Work instructions =>
Output the records that follow exactly as they are written.

╔══

PR #3364, opened 2024-08-30
Support Kubernetes 1.31: Update Cluster Autoscaler, AWS CCM, AWS CSI

mohamed-rafraf:
This PR updated the images and the addons for cluster autoscaler, aws ccm, and aws csi in order to support Kubernetes 1.31 

Fixes #

**What type of PR is this?**

/kind feature

```release-note
NONE
```

**Documentation**:

```documentation
NONE
```


addons/ccm-aws/ccm-aws.yaml
```diff
@@ -152,9 +152,6 @@ spec:
             - --configure-cloud-routes=false
             - --cloud-config=/etc/kubernetes/cloud/cloud-config
             - --v=2
-            {{- with .Params.CCM_CONCURRENT_SERVICE_SYNCS }}
-            - --concurrent-service-syncs={{ . }}
-            {{- end }}
```
xmudrii, line 157: We need this. Unfortunately we didn't find a good way to keep it across updates, so putting it back manually is needed 😅

addons/csi-aws-ebs/aws-csi.yaml
```diff
@@ -430,7 +460,7 @@ spec:
         runAsUser: 0
       containers:
         - name: ebs-plugin
-          image: "{{ .InternalImages.Get "AwsEbsCSI" }}"
+          image: {{ .InternalImages.Get "..." }}
```
xmudrii, line 463: We need to put actual values here (and in other similar places in this file). We should just leave the value that was there before.

xmudrii (changes requested):

xmudrii (approved):
/lgtm
/approve

PR #3370, opened 2024-09-13
Replace deprecated Hetzner (in fact, restricted) default cx21 instance type with cx22

kron4eg:
Hetzner has deprecated (does not allow to create new) cx21 instance types, so the default goes to the (same size) cx22.

**What type of PR is this?**
/kind regression

```release-note
[ACTION REQUIRED] Example Terraform configs for Hetzner are now using `cx22` instead of `cx21` instance type by default. If you use the new Terraform configs with an existing cluster, make sure to override the instance type as needed, otherwise your instances/cluster will be destroyed
```

**Documentation**:

```documentation
NONE
```


xmudrii:
/lgtm
/approve
/release-note-edit
```release-note
[ACTION REQUIRED] Example Terraform configs for Hetzner are now using `cx22` instead of `cx21` instance type by default. If you use the new Terraform configs with an existing cluster, make sure to override the instance type as needed, otherwise your instances/cluster will be destroyed
```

╚══

Finished exercise =>
PR #3364, opened 2024-08-30
Support Kubernetes 1.31: Update Cluster Autoscaler, AWS CCM, AWS CSI

mohamed-rafraf:
This PR updated the images and the addons for cluster autoscaler, aws ccm, and aws csi in order to support Kubernetes 1.31 

Fixes #

**What type of PR is this?**

/kind feature

```release-note
NONE
```

**Documentation**:

```documentation
NONE
```


addons/ccm-aws/ccm-aws.yaml
```diff
@@ -152,9 +152,6 @@ spec:
             - --configure-cloud-routes=false
             - --cloud-config=/etc/kubernetes/cloud/cloud-config
             - --v=2
-            {{- with .Params.CCM_CONCURRENT_SERVICE_SYNCS }}
-            - --concurrent-service-syncs={{ . }}
-            {{- end }}
```
xmudrii, line 157: We need this. Unfortunately we didn't find a good way to keep it across updates, so putting it back manually is needed 😅

addons/csi-aws-ebs/aws-csi.yaml
```diff
@@ -430,7 +460,7 @@ spec:
         runAsUser: 0
       containers:
         - name: ebs-plugin
-          image: "{{ .InternalImages.Get "AwsEbsCSI" }}"
+          image: {{ .InternalImages.Get "..." }}
```
xmudrii, line 463: We need to put actual values here (and in other similar places in this file). We should just leave the value that was there before.

xmudrii (changes requested):

xmudrii (approved):
/lgtm
/approve

PR #3370, opened 2024-09-13
Replace deprecated Hetzner (in fact, restricted) default cx21 instance type with cx22

kron4eg:
Hetzner has deprecated (does not allow to create new) cx21 instance types, so the default goes to the (same size) cx22.

**What type of PR is this?**
/kind regression

```release-note
[ACTION REQUIRED] Example Terraform configs for Hetzner are now using `cx22` instead of `cx21` instance type by default. If you use the new Terraform configs with an existing cluster, make sure to override the instance type as needed, otherwise your instances/cluster will be destroyed
```

**Documentation**:

```documentation
NONE
```


xmudrii:
/lgtm
/approve
/release-note-edit
```release-note
[ACTION REQUIRED] Example Terraform configs for Hetzner are now using `cx22` instead of `cx21` instance type by default. If you use the new Terraform configs with an existing cluster, make sure to override the instance type as needed, otherwise your instances/cluster will be destroyed
```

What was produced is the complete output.